Beasiswa ini akan diluncurkan dengan sistem yang terinspirasi dari LPDP nasional.
"Saya lagi mempersiapkan, Jakarta akan memberikan (beasiswa) seperti LPDP," ujar Pramono dikutip dari akun Instagram @schoters, Kamis (25/9/2025).
Pemprov DKI Jakarta telah menyiapkan 100 kuota beasiswa fully funded ke luar negera.
Pramono mengatakan bahwa mahasiswa diperbolehkan kuliah di luar negeri atas tanggung jawab Pemprov DKI Jakarta.

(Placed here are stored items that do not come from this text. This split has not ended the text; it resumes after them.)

PR #101, opened 2015-04-04
Tweaks to the sysv file

jaxxstorm:
A few minor tweaks to the sysv startup file which give a nicer output when starting and stopping

### DIFF
--- a/templates/consul.sysv.erb
+++ b/templates/consul.sysv.erb
@@ -53,7 +53,7 @@ start() {
         [ -f $PID_FILE ] && rm $PID_FILE
         daemon --user=<%= scope.lookupvar('consul::user') %> \
             --pidfile=$PID_FILE \
-            { $CONSUL agent -pid-file ${PID_FILE} -config-dir $CONFIG <%= scope.lookupvar('consul::extra_options') %> &>> $LOG_FILE & }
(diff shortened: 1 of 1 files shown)


templates/consul.sysv.erb
```diff
@@ -52,9 +52,10 @@ start() {
         mkrundir
         [ -f $PID_FILE ] && rm $PID_FILE
         daemon --user=<%= scope.lookupvar('consul::user') %> \
-            --pidfile="$PID_FILE" \
-            "$CONSUL" agent -pid-file "${PID_FILE}" -config-dir "$CONFIG" <%= scope.lookupvar('consul::extra_options') %> >> "$LOG_FILE" &
+            --pidfile=$PID_FILE \
+            " { ${CONSUL} agent -pid-file ${PID_FILE} -config-dir ${CONFIG} <%= scope.lookupvar('consul::extra_options') %> &>> ${LOG_FILE} & } ;  echo \$! >| ${PID_FILE}"
         retcode=$?
+        echo
```
solarkennedy: On :51 we do the echo -n. Here would be the place to say "done"? or "started"?

templates/consul.sysv.erb
```diff
@@ -68,9 +69,10 @@ stop() {
 
         # If acting as a server, or if leave failed, kill it.
         mkpidfile
-        killproc $KILLPROC_OPT $CONSUL -9
+        killproc $KILLPROC_OPT $CONSUL -INT
 
         retcode=$?
+        echo
```
solarkennedy: On :64 we do the echo -n. Here would be the place to say "killed"?

Issue #107, opened 2015-04-14
umask feature breaks CentOS init scripts


split3:
The newly added umask feature causes failures on startup with the following error:

`/etc/init.d/consul: Usage: daemon [+/-nicelevel] {program} [FAILED]`

This happens with CentOS 6.5 and 6.6

split3:
Should also note, that a nice side effect of this is that it brought down my entire cluster.

split3:
Closing since this change was reverted.

PR #108, opened 2015-04-14
Revert "Allow setting of the umask for the consul daemon."

sjoeboo:
Reverts solarkennedy/puppet-consul#106


EvanKrall:
Seems like a good idea until I fix #107.

PR #111, opened 2015-04-20
Update puppetlabs-stdlib dependency to 4.2.0 for the delete_undef_values function

### LINKED ISSUE #109: delete_undef_values required stdlib 4.2.0, dependency not set properly
Hey guys, first of all: I appreciate all the hard work you're doing here, this module is great.

I noticed a small problem when pulling from master (specifically I'm working off of: 0bbbea631780b284d36dff955716adab8c0652e0). When pulling the module via librarian-puppet it checks the dependencies in the [metadata.json](metadata.json) file. I currently have puppetlabs-stdlib 4.1.0 installed, which passed the dependency check in the metadata.json file, because that file claims your module only requires puppetlabs-stdlib version 0.1.6 or greater. However, a the new function delete_undef_values introduced in [this commit](cce035cbc59df5a410948e287f3637870b819bec) requires at least puppetlabs-stdlib 4.2.0.

It seems that the metadata.json file needs to be updated to reflect that fact. I can submit a PR if you desire, I'm more than willing to do that.

Thanks!

zxjinn:
I also perused through the rest of the manifests looking for other functions that might be in a version later than 4.2 and didn't see anything else.
Closes #109

### DIFF
--- a/metadata.json
+++ b/metadata.json
@@ -9,7 +9,7 @@
   "issues_url": "https://github.com/solarkennedy/puppet-consul/issues",
   "description": "Configures Consul by Hashicorp",
   "dependencies": [
-    {"name":"puppetlabs/stdlib","version_requirement":">= 0.1.6 <5.0.0"},
+    {"name":"puppetlabs/stdlib","version_requirement":">= 4.2.0 <5.0.0"},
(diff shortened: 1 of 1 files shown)


solarkennedy:
Super. Explicit is good.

Beasiswa LPDP versi Jakarta ini akan difokuskan untuk membuka jalan bagi talenta muda di Jakarta.
"Bukan hanya sekadar literasi atau membaca, tetapi yang penting adalah proses interaksi supaya wawasannya harus bisa melihat persoalan dunia," ungkapnya.
Pramono pun yakin hal ini bisa memberikan langkah yang baik bagi anak-anak di Jakarta.
Sasaran dan Kuota Program
Setidaknya akan ada 100 kuota mahasiswa asal Jakarta yang punya kesempatan untuk melanjutkan studi atau kuliah di luar negeri.
Nantinya seluruh kebutuhan mereka akan ditanggung oleh Pemprov, sehingga mahasiswa bisa fokus untuk pelajar tanpa memikirkan finansial.
Lanjutan dari program KJMU
Beasiswa ini sekaligus menjadi program lanjutan dari Kartu Mahasiswa Unggul (KJMU) yang sudah berjalan hingga saat ini.
Pemprov pun berharap KJMU memberi dukungan untuk mahasiswa kuliah di luar negeri.
Sehingga akan membuka akses lebih luas bagi anak muda Jakarta mendapat pengalaman pendidikan tingkat global.
Tujuan program beasiswa LPDP versi Jakarta
Program beasiswa ini bertujuan untuk memberi kesempatan bagi anak mudah Jakarta yang berprestasi dan berasal dari keluarga kurang mampu.
Dengan adanya program ini, diharapkan dapat menghasilkan generasi unggul yang mampu bersaing global dan membawa dampak positif bagi Jakarta.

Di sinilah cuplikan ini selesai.